Records to use =
───

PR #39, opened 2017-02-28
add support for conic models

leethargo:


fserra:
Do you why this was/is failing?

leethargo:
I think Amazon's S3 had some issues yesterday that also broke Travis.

───

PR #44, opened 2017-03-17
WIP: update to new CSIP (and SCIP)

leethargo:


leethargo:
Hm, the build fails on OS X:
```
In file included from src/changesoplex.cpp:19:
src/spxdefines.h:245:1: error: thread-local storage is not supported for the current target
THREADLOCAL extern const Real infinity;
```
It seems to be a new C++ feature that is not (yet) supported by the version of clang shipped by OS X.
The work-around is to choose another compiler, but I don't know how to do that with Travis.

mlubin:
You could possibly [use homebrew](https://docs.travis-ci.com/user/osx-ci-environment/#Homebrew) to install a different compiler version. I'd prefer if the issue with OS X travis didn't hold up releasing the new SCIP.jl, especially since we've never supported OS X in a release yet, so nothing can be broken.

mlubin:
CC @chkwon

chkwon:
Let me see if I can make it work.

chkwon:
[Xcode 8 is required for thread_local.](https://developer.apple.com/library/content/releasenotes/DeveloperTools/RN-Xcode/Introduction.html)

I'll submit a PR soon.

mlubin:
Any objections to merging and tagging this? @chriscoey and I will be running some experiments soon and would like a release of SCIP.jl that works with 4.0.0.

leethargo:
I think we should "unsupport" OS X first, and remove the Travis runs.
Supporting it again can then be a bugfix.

───

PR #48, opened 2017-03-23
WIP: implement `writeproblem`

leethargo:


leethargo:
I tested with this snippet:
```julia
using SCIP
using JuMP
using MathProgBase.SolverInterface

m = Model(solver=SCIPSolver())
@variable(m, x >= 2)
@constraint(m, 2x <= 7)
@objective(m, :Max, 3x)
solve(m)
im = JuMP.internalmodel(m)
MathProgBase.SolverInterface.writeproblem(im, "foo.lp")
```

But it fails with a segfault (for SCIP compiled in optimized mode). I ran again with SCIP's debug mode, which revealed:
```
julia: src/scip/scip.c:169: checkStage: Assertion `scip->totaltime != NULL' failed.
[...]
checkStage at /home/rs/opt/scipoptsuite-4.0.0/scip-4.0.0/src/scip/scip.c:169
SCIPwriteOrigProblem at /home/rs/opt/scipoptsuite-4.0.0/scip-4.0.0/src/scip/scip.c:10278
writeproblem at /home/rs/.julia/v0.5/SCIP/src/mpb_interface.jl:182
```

───

All lines above from the one with "PR #39, opened 2017-02-28" to the one with "I think Amazon's", inclusive, should be copied exactly, and no other lines.

PR #39, opened 2017-02-28
add support for conic models

leethargo:


fserra:
Do you why this was/is failing?

leethargo:
I think Amazon's S3 had some issues yesterday that also broke Travis.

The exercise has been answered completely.